# 2014 south florida gator season Pic added 10-28



## fool4fish1226

Did not get my own tags this year but I will be out on opening night!!!!!!!!! I will be guiding/assisting several newbes should be lots of fun. Hopefully pics will follow, now its time for a nap :beer: :beer: :beer: :beer: :beer: :beer:


----------



## PATRIOT

What area do you frequent?
Ever spotted a python?


----------



## Loggerhead Mike

I want to soooo bad


----------



## fool4fish1226

[url=https://www.tinboats.net/forum/viewtopic.php?p=363420#p363420 said:


> PATRIOT » 15 Aug 2014, 14:21[/url]"]What area do you frequent?
> Ever spotted a python?



I normally hunt the STAs (storm water treatment areas) This year i am hunting STA 3/4 which is on the palm beach broward county line. 

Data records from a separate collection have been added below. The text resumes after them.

PR #10096, opened 2021-04-08
Lets Talon Crew Select Some HUDs in Character Creator

KasparoVy:
Allow Talon crew to select some relevant HUDs in the character creator. Left off the AR glasses in case that was too teched out or get this PR contested

### DIFF
--- a/code/modules/client/preference_setup/loadout/loadout_eyes_vr.dm
+++ b/code/modules/client/preference_setup/loadout/loadout_eyes_vr.dm
@@ -1,9 +1,12 @@
 /datum/gear/eyes/medical
-	allowed_roles = list("Medical Doctor","Chief Medical Officer","Chemist","Paramedic","Geneticist", "Psychiatrist", "Field Medic")
+	allowed_roles = list("Medical Doctor", "Chief Medical Officer", "Chemist", "Paramedic", "Geneticist", "Psychiatrist", "Field Medic", "Talon Doctor")
 
 /datum/gear/eyes/meson
 	display_name = "Optical Meson Scanners (Engineering, Science)"
-	allowed_roles = list("Station Engineer","Chief Engineer","Atmospheric Technician", "Scientist", "Research Director", "Explorer", "Pathfinder")
+	allowed_roles = list("Station Engineer", "Chief Engineer", "Atmospheric Technician", "Scientist", "Research Director", "Explorer", "Pathfinder", "Talon Engineer")
+
+/datum/gear/eyes/security
+	allowed_roles = list("Security Officer", "Head of Security", "Warden", "Detective", "Talon Guard")
 
 /datum/gear/eyes/arglasses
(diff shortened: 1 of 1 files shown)


code/modules/client/preference_setup/loadout/loadout_eyes_vr.dm
```diff
@@ -1,9 +1,12 @@
...
-	allowed_roles = list("Medical Doctor","Chief Medical Officer","Chemist","Paramedic","Geneticist", "Psychiatrist", "Field Medic")
+	allowed_roles = list("Medical Doctor", "Chief Medical Officer", "Chemist", "Paramedic", "Geneticist", "Psychiatrist", "Field Medic", "Talon Doctor")
 
 /datum/gear/eyes/meson
 	display_name = "Optical Meson Scanners (Engineering, Science)"
-	allowed_roles = list("Station Engineer","Chief Engineer","Atmospheric Technician", "Scientist", "Research Director", "Explorer", "Pathfinder")
+	allowed_roles = list("Station Engineer", "Chief Engineer", "Atmospheric Technician", "Scientist", "Research Director", "Explorer", "Pathfinder", "Talon Engineer")
+
+/datum/gear/eyes/security
+	allowed_roles = list("Security Officer", "Head of Security", "Warden", "Detective", "Talon Guard")
```
Novacat, line 9: tbh Talon guard has no use for security HUD since its mostly people for seeing who is set to arrest and only Tether can do that.

Novacat (changes requested):

code/modules/client/preference_setup/loadout/loadout_eyes_vr.dm
KillianKirilenko: there's also no way talon would have access to NT's security or medical records, more to the point

perhaps a better solution would be to make some talon-specific eyewears that have some of the overlay features and other perks enabled (flash resist for marine/guard, etc.) but none of the records access?

KasparoVy: Good call, I think it'd be easy enough to make a child subtype of those HUDs with restricted functionality

Cheers for the suggestions.

KasparoVy:
Converted to draft until I sort this out, thanks again for the reviews.

dwinters99:
I like this, it would be nice to have this expanded to (or to have a seperate PR for) adding Talon as an allowed role for various explo stuff like drop pouches and engi stuff like welding-masks and such.

code/modules/client/preference_setup/loadout/loadout_eyes_vr.dm
KasparoVy: Note to self: 'legacy'/'surplus'/'retrofitted' HUDs for namesake.

Arokha:
Any progress?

As far as snakes go - we do see some - not a lot - and never seen a python in the STAs. Have seen them in other areas but just never while hunting gators?????


----------



## fool4fish1226

[url=https://www.tinboats.net/forum/viewtopic.php?p=363528#p363528 said:


> Loggerhead Mike » Yesterday, 23:08[/url]"]I want to soooo bad



My plans are if I get my own tags again I am going to raffle off some trips (free except travel and logging) to tin boat members. The season starts in August and ends in October but with the lottery type drawings you are at the will of lady luck. It is a blast and all hunter type of folks would enjoy themselves :beer: 

Did get one friday night 8' 6" will post pics on monday!!!!!!


----------



## Loggerhead Mike

Congrats, that's got to be a blast


----------



## fool4fish1226

Here is a pic of the first gator of the season 8' 6"


----------



## Lowe 2070 CC

No tags for me this year either, but did you see the gator from Alabama in the news? 15' and 1011.5 pounds


----------



## fool4fish1226

Dang that is one real nice lizard :beer: :beer: :beer:


----------



## Thejrod

We got two tags this year, my brother and I will be out trying to get a couple gators here in NW Fl soon!


----------



## fool4fish1226

[url=https://www.tinboats.net/forum/viewtopic.php?p=364848#p364848 said:


> Thejrod » Yesterday, 16:30[/url]"]We got two tags this year, my brother and I will be out trying to get a couple gators here in NW Fl soon!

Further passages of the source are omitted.